Thalassemia disease is an inherited blood disorder that involves the reduced or absent synthesis of haemoglobin. This condition can result in severe anaemia which in turn has numerous health complications. It is, therefore, important to have knowledge about the thalassemia symptoms to enable one to identify, manage, and enhance the quality of life of affected people.
Understanding Thalassemia Meaning
Thalassemia meaning can be described as a group of hereditary conditions characterised by abnormally low levels of haemoglobin. Haemoglobin is used in the transportation of oxygen from the lungs to the other parts of the body and, in return, carries carbon dioxide to the lungs for exhalation. In thalassemia, the haemoglobin molecules are either deficient or abnormal and this results in a shortage of red blood cells, a condition referred to as anaemia. Thalassemia disease needs to be managed throughout life in order to prevent complications.
Thalassemia Symptoms
The thalassemia symptoms depend on the degree of the disease and the thalassemia types present. Common symptoms include:
Fatigue and Weakness:
Because of anaemia, people with thalassemia easily get tired and feel weak because their body tissues are not getting enough oxygen.
Pale or Yellowish Skin:
If the body does not produce healthy red blood cells, the skin may turn pale or yellowish, which is known as jaundice.
Facial Bone Deformities:
In severe cases, the bone marrow becomes overactive in the production of red blood cells and this causes abnormal growth and deformities especially of the facial bones.
Slow Growth and Delayed Puberty:
Sometimes thalassemia causes growth and developmental problems, and children and adolescents with thalassemia have delayed puberty
Dark Urine:
One of the thalassemia symptoms that is associated with jaundice is the dark coloration of the urine as a result of the breakdown of red blood cells.
Shortness of Breath:
Since red blood cells contain haemoglobin and are involved in the transport of oxygen, lack of them will cause breathing difficulties particularly when one is involved in some form of physical activity.
Enlarged Spleen (Splenomegaly):
This is because the spleen has to filter more blood to get rid of the defective red blood cells, which causes discomfort or pain in the left upper abdomen.
Heart Problems:
Long-term effects of severe anaemia include heart failure and arrhythmias because the heart has to work harder and pump oxygen-deficient blood.
Bone Problems:
It can also cause brittle bones and osteoporosis due to the excessive activity of bone marrow.
Thalassemia Causes
Thalassemia causes are genetic in origin. The disorder is inherited from parents through genes that have been mutated and affect the production of haemoglobin. When both parents are carriers of the thalassemia gene, there is a greater likelihood that the child will be born with the thalassemia disease. It is more common in people of Mediterranean, African or Southeast Asian origin but can affect any individual.
Thalassemia Types
Thalassemia disease is classified into two main types:
- Alpha Thalassemia, which results from the body’s inability to produce alpha-globin.

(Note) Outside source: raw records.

Issue #17024, opened 2025-07-18
[v4.x] dropdown isn’t anchored to the button when inside a registered modal action


archilex:
### Package

filament/filament

### Package Version

v4.0.0-beta17

### Laravel Version

v12.20.0

### PHP Version

PHP 8.3.0

### Problem description

When rendering actions with forms in an action's `modalContent()`, the nested action's form's fields appear in the parent's modal. Additionally, when using an `actionGroup` the dropdown is not anchored to the button.

<img width="858" height="324" alt="Image" src="https://github.com/user-attachments/assets/7729d14a-2529-4631-a681-054b8bac4401" />

<img width="1468" height="622" alt="Image" src="https://github.com/user-attachments/assets/a42a7396-1513-4898-b0c3-fef542de3d72" />

### Expected behavior

The nested form fields should not be displayed in the parent modal and the dropdown should be anchored to the button

### Steps to reproduce

Go to the User Resource and click on the header actions. The first one shows the textInput being displayed in the modal. The second shows the same, but since it's rendered in the a dropdown, the dropdown is not achored.

```php
protected function getHeaderActions(): array
  {
      return [
          Action::make('modalContentTest')
              ->registerModalActions([
                  $this->testAction()
              ])
              ->modalContent(view('modal-content-test')),
      ];
  }

  public function testAction(): Action
  {
      return Action::make('test')
          ->schema([
              TextInput::make('test') // This input appears in the parent modal when opening the modal
                  ->label('Test Input')
                  ->required()
          ])
          ->action(fn (array $data) => dump($data));
  }
```
```php
{{-- modal-content-test.blade.php --}}
<div>
    {{ $this->testAction }}
</div>
```

### Reproduction repository (issue will be closed if this is not valid)

https://github.com/archilex/v4-modal-content-bug

### Relevant log output

```shell

```

danharrin:
As discussed yesterday, I think `->getModalAction()` needs to be called from the view to retrieve the correct Action instance properly, so it gets mounted as a nested action instead of a top-level action

archilex:
I just tested and you are correct! Thanks! However, the dropdown is still incorrectly positiion and not achored to the button. Do prefer I open a new issue, or just change the name of this one?

danharrin:
If you wouldn't mind changing the name that would be great

archilex:
[...]

PR #17251, opened 2025-08-09
Fix dropdowns inside of modals

stefket:
## Description

This pull request fixes an issue where dropdowns inside modals were not displayed in the correct position.
See the related issue for more details: [filamentphp/filament#17024](https://github.com/filamentphp/filament/issues/17024)

### Solution
The CSS property `contain: layout;` was added to the `.fi-modal-window` selector.
Since no corresponding Tailwind utility was found for this property, it has been implemented using plain CSS.

### Note
I wasn’t previously familiar with the `contain: layout;` property and only discovered it with the help of AI. However, all my tests have passed, and I couldn’t find any problems caused by this change.

## Functional changes


danharrin (approved):

stefket:
Thanks for the follow-up work 😊 @danharrin

PR #17261, opened 2025-08-11
fix: add helper methods to get Livewire ID

mansoorkhan96:
This pull request adds helper methods for schema fields to get the livewire id to avoid using `$this` in non object context.

## Problem

Fields like Select and CheckboxList, use `$this` object to get the Livewire ID. When passing these two fields to a custom Filter, the `$this` object is not available in the view files where it gets the Livewire ID using `$this->getId()`. Therefore, it throws an exception.

**Example:**

```php
Filter::make('name')
    ->schema([
        Select::make('operator')
            ->label('Operator')
            ->options([
                'contains' => 'Contains',
                'starts_with' => 'Starts with',
                'ends_with' => 'Ends with',
                'equals' => 'Equals',
                'not_contains' => 'Does not contain',
            ])
            ->default('contains')
            ->live()
            ->required(),
        TextInput::make('name'),
    ])
```

## Solution

This pull request adds helper methods for schema fields to get the Livewire ID to avoid using `$this` in non object context. So, now instead of using `$this->getId()`, now we can use `$getLivewireId()`.

### DIFF
--- a/packages/forms/resources/views/components/checkbox-list.blade.php
+++ b/packages/forms/resources/views/components/checkbox-list.blade.php
@@ -12,6 +12,7 @@
     $options = $getOptions();
     $livewireKey = $getLivewireKey();
     $wireModelAttribute = $applyStateBindingModifiers('wire:model');
+    $livewireId = $getLivewireId();
 @endphp
 
 <x-dynamic-component :component="$fieldWrapperView" :field="$field">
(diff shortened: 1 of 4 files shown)


danharrin:
Please open an issue for why you can't render the fields inside a custom filter, there must be something going wrong there for `$this` to not be injected properly.

mansoorkhan96:
My bad.
I tried to reproduce this in separate test app and these are the reasons it would happen.

1) If you force `4.0.0-beta14` (because i have issues with some plugins if i upgrade)
2) and if you use above mentioned Filter along with TernaryFilter

PR #17280, opened 2025-08-12
Check plugins compatibility when upgrading to v4

CharlieEtienne:
This PR introduces a new artisan command that will check installed plugins compatibility with Filament v4.

```bash
php artisan filament:check-plugins-compatibility-with-v4
```

Should print a table like this in the console:

image


packages/upgrade/src/Commands/CheckPluginsCompatibilityWithV4.php
```diff
@@ -0,0 +1,208 @@
...
+        return null;
+    }
+
+    /**
+     * Checks if a package requires filament/filament
+     *
+     * @param  string  $package  The full package name
+     * @return bool True if the package requires filament/filament
+     */
+    protected function packageRequiresFilament(string $package): bool
```
saade: Perhaps this can be refactored to look into `vendor/{$package}/composer.json` to avoid too many requests on the Packagist server? Since it's a simple check whether the package requires Filament or not.

CharlieEtienne: great suggestion, I will do that!

CharlieEtienne: Fixed in https://github.com/filamentphp/filament/pull/17280/commits/7fbac9d8f6988bb407681c8000a1e133c91d6bbf

CharlieEtienne:
As suggested by @danharrin on Discord, I updated the upgrade script to include this check.

It checks for incompatible plugins and exit upgrade script if any incompatible package is found:

Capture d’écran 2025-08-13 à 02 13 48

<hr>

If all packages are compatible, it continues the upgrade normally:

Capture d’écran 2025-08-13 à 02 40 17

CharlieEtienne:
Let me know if you want to keep the separate command, or just the script.

danharrin (changes requested):
Please remove the separate command as you mentioned

CharlieEtienne:
> Please remove the separate command as you mentioned

Done in [f82ab72](https://github.com/filamentphp/filament/pull/17280/commits/f82ab72075f04b22d467dff473e9aee0fb21cffc)

danharrin (approved):

danharrin:
Thanks, I added a few more experimental things to see what people think. I don't think the Tailwind command I added is ready to be added to the docs yet, but it would be good if people could test it. It freezes for me when I run it on the Filament demo for some reason.

CharlieEtienne:
That's good addition! I'll try to test it soon

urufudev:
Hi, will this command also be available in Filament v3?  
I think many users who are still on version 3 would like to check plugin compatibility before deciding to upgrade to v4.

danharrin:
The v4 upgrade scripts runs in Filament 3.

archilex:
@CharlieEtienne Hi! This script seems to fail with private/paid plugins as they aren't accessible through packgist. Any way this could be updated to either skip paid plugins or allow the dev to whitelist them in some sort of config?

danharrin:
@archilex is an exception thrown? If there is an error, it should just be skipped in the entire checking process.

archilex:
No...no exception is thrown. `$json = @file_get_contents($url);` returns false so it just gets thrown into the $incompatiblePlugins array

danharrin:
Maybe the `@` should be removed? I think that silences the exception

PR #17291, opened 2025-08-13
customizing the color of the Repeater Action button

Odilbukh:
This PR introduces support for customizing the color of the Repeater component in Filament.

### Changes
- Added a new `color()` method to allow setting custom colors for the Repeater header and UI elements.
- Defaults to the existing theme color if no custom color is specified.
- Maintains backward compatibility with existing Repeater usage.

### Motivation
Currently, the Repeater component's color is fixed and cannot be adjusted without overriding styles. This update enables developers to visually distinguish Repeaters in forms, improving UX and flexibility in UI customization.

### Example
Repeater::make('items')
    ->color('primary')

### BC Breaks
None.

### Related Issues
N/A

## Functional changes

### DIFF
--- a/packages/actions/resources/lang/it/delete.php
+++ b/packages/actions/resources/lang/it/delete.php
@@ -68,7 +68,6 @@ return [
             'missing_processing_failure_message' => ':count non possono essere eliminati.',
         ],
 
-
     ],
 
 ];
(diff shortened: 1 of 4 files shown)


danharrin:
`->addAction(fn (Action $action) => $action->color('success')`

We don't want to introduce duplicate configuration methods for everything that is possible, that is why these methods exist

PR #17293, opened 2025-08-13
Allow for file generation when no model is selected

### LINKED ISSUE #17287: [4.x] Error when create table widget without select models
### Package

filament/filament

### Package Version

v4.0.0

### Laravel Version

v12.23.1

### Livewire Version

v3.0.0

### PHP Version

PHP 8.4.11

### Problem description

When creating a new Table Widget using the command `php artisan filament:widget` and in the `What is the model?` column, I did not select any model, so an error occurred

```bash
 Nette\InvalidArgumentException 

  Value ‘’ is not a valid class/function/constant name.

  at vendor/nette/php-generator/src/PhpGenerator/PhpNamespace.php:102
     98▕                if (
     99▕                        !Helpers::isNamespaceIdentifier($name, allowLeadingSlash: true)
    100▕                        || (Helpers::isIdentifier($name) && isset(Helpers::Keywords[strtolower($name)]))
    101▕                ) {
  ➜ 102▕                        throw new Nette\InvalidArgumentException(“Value ‘$name’ is not a valid class/function/constant name.”);
    103▕ 
    104▕                } elseif ($alias && (!Helpers::isIdentifier($alias) || isset(Helpers::Keywords[strtolower($alias)]))) {
    105▕                        throw new Nette\InvalidArgumentException(“Value ‘$alias’ is not a valid alias.”);
    106▕                }

      +19 vendor frames 

  20  artisan:16
      Illuminate\Foundation\Application::handleCommand()
```

Image

### Expected behavior

The Table widget is created normally without a model.

### Steps to reproduce

Create new laravel with filament project

```bash
laravel new filament-widgets
cd filament-widgets
composer require filament/filament:"^4.0"
php artisan filament:install --panels
php artisan filament:widget
```

Image

https://github.com/vermaysha/filament-summarize-customdata

### Relevant log output

```shell

```

spcbfr:
## Description
Closes #17287

This PR allows for stub generation commands such as `filament:widget` to generate even when no model is provided. initially I was going to simply make the model field required, but decided against that to match the behavior of Version 3.x

## Functional changes

### DIFF
--- a/packages/tables/src/Commands/FileGenerators/Concerns/CanGenerateModelTables.php
+++ b/packages/tables/src/Commands/FileGenerators/Concerns/CanGenerateModelTables.php
@@ -22,7 +22,7 @@ trait CanGenerateModelTables
 
         return <<<PHP
             return \$table
-                ->query(fn (): {$this->simplifyFqn(Builder::class)} => {$this->simplifyFqn($model)}::query())
+                ->query({$this->outputQueryBody($model)})
                 ->columns([
                     {$this->outputTableColumns($model)}
                 ])
@@ -216,5 +216,14 @@ trait CanGenerateModelTables
         }
 
         return implode(PHP_EOL . '        ', $columns);
+    }
+    public function outputQueryBody(?string $model = null): string {
+        if(blank($model)) {
+            return "";
+        }
+
+        return (string) new  Literal(<<<PHP
+        fn (): {$this->simplifyFqn(Builder::class)} => {$this->simplifyFqn($model)}::query()
+        PHP);
     }
 }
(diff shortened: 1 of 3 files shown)


danharrin (changes requested):
Instead of needing to make all these changes, just default the model to be `Illuminate\Database\Eloquent\Model` if it is blank. Then the user can replace it with their own model when they want. But `query()` is not valid without a parameter.

The only change that needs to be made is in `MakeWidgetCommand.php` I think

spcbfr:
Updated, although I don't understand why this is better since you'd just get a "cannot instantiate Model class" error instead of "->query() cannot be empty"

danharrin:
Less typing to correct it

danharrin (approved):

- Beta Thalassemia, which results from insufficient production of beta-globin.
Thalassemia Treatment
The management depends on thalassemia types and the severity of the condition. The main objective is to minimise thalassemia symptoms and avoid adverse effects. Patients with mild thalassemia traits, in most cases, don’t get recommended for comprehensive treatment. However, thalassemia treatment options are recommended for those who have a moderate-to-severe level; treatment options include:
Blood Transfusions:
Many patients with severe thalassemia require frequent blood transfusions to maintain their haemoglobin levels at safe levels. However, frequent transfusions can cause iron overload, which has to be well monitored.
Iron Chelation Therapy:
Because blood transfusion leads to the accumulation of iron in the body, iron chelation therapy is used to reduce iron levels and minimise the effects on organs.
Folic Acid Supplements:
Folic acid is usually recommended in cases of low red blood cell count.

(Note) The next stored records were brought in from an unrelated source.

PR #17297, opened 2025-08-13
fix: allow getting tenant menu items even if the tenant menu has been…

olliescase:
… disabled

## Description

In Filament v4, if you load the tenant menu and you have done `->tenantMenu(false)` in your panel configuration, the register tenant button will not show.

I assume this was intended as a performance fix, but it regressed functionality, making filament that little bit less customizable.

This allows the tenant menu items to be fetched even if the tenant menu is disabled, while still not affecting the performance of those who do not with to show the menu anywhere.

## Why

For my application, I use the render hooks in order to inject the tenant menu into the user menu items. I don't want it to register in the default location, so I did `tenantMenu(false)` to disable it.

In Filament v3, this worked fine, I could call upon the livewire component in a blade template and register this blade template in a Render Hook, in order to then show.

However, in Filament v4, this stopped working. The dropdown would show with the tenant selector, however the register tenant item would not.

I traced the issue to this problem, and have instead allowed the possibility of lazy-loading the menu items _if they should be called upon_

## Visual changes

Before:
image

After:

image

## Functional changes

### DIFF
--- a/packages/panels/src/Livewire/Concerns/HasTenantMenu.php
+++ b/packages/panels/src/Livewire/Concerns/HasTenantMenu.php
@@ -10,7 +10,7 @@ trait HasTenantMenu
     /**
      * @var array<Action>
      */
-    protected array $tenantMenuItems = [];
+    protected ?array $tenantMenuItems = null;
 
     public function bootHasTenantMenu(): void
     {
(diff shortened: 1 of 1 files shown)


danharrin:
Maybe just remove line 21-23? Then you don't need other changes?

olliescase:
@danharrin Done 👍  the only thing I will caveat this is now we are calling `getTenantMenuItems()` _always_ when tenancy is active, regardless of whether the menu is used or not.

One assumes that this should result in minimal/no performance impact, but it could have an effect if you have multiple components with this trait but only want to display it once.

danharrin:
@olliescase can you test the code I just pushed please?

olliescase:
Seems to work well!

danharrin (approved):

Issue #17298, opened 2025-08-13
Unable to remove table filter when filter is nested in a form


Oreo-Monster:
### Package

filament/tables

### Package Version

v4.0.0

### Laravel Version

v12.22.1

### Livewire Version

v3.6.4

### PHP Version

8.4

### Problem description

When a table filter is placed inside a form section in the TableFilterFormSchema, that filter will throw an exception when you try to remove.

From my poking around, it seem the issue starts at [line 79](https://github.com/filamentphp/filament/blob/f00683622449f11c19fccdd02b13a23dfc67c924/packages/tables/src/Concerns/HasFilters.php#L79) of HasFilters. The [getComponent](https://github.com/filamentphp/filament/blob/f00683622449f11c19fccdd02b13a23dfc67c924/packages/schemas/src/Concerns/HasComponents.php#L135) function of HasComponents when only given a string will do a shallow search of the array keys of the flattened schema. The problem is the filter components we are looking for have a bunch of prefixes from the sections, and we are only searching with the filters name. 

### Expected behavior

The filter to remove with no errors

### Steps to reproduce

# Reproduse in my project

Bone Marrow or Stem Cell Transplant:
Sometimes, a bone marrow or stem cell transplant from a compatible donor can be a thalassemia treatment. This procedure is most effective in children with severe thalassemia and is usually done when other options cannot be used.
Gene Therapy:
There is active research in the development of gene therapy as a cure for thalassemia. This thalassemia treatment seeks to replace the gene that is missing or mutated in the body so as to cure the disease.
Surgery:
If the spleen enlarges beyond its normal size then surgery to remove the spleen (splenectomy) may be required.
Conclusion
Thalassemia is a severe hereditary disease that has to be controlled throughout the patient’s life. It is crucial for people with thalassemia and their families to know about the thalassemia symptoms, thalassemia meaning, features of the disease, its causes, and the ways to treat it. Thalassemia is not fatal, but if diagnosed early and treated well, most patients can live normal lives. If you think you or someone you know might have thalassemia disease, it is advised to consult a doctor for diagnosis and management.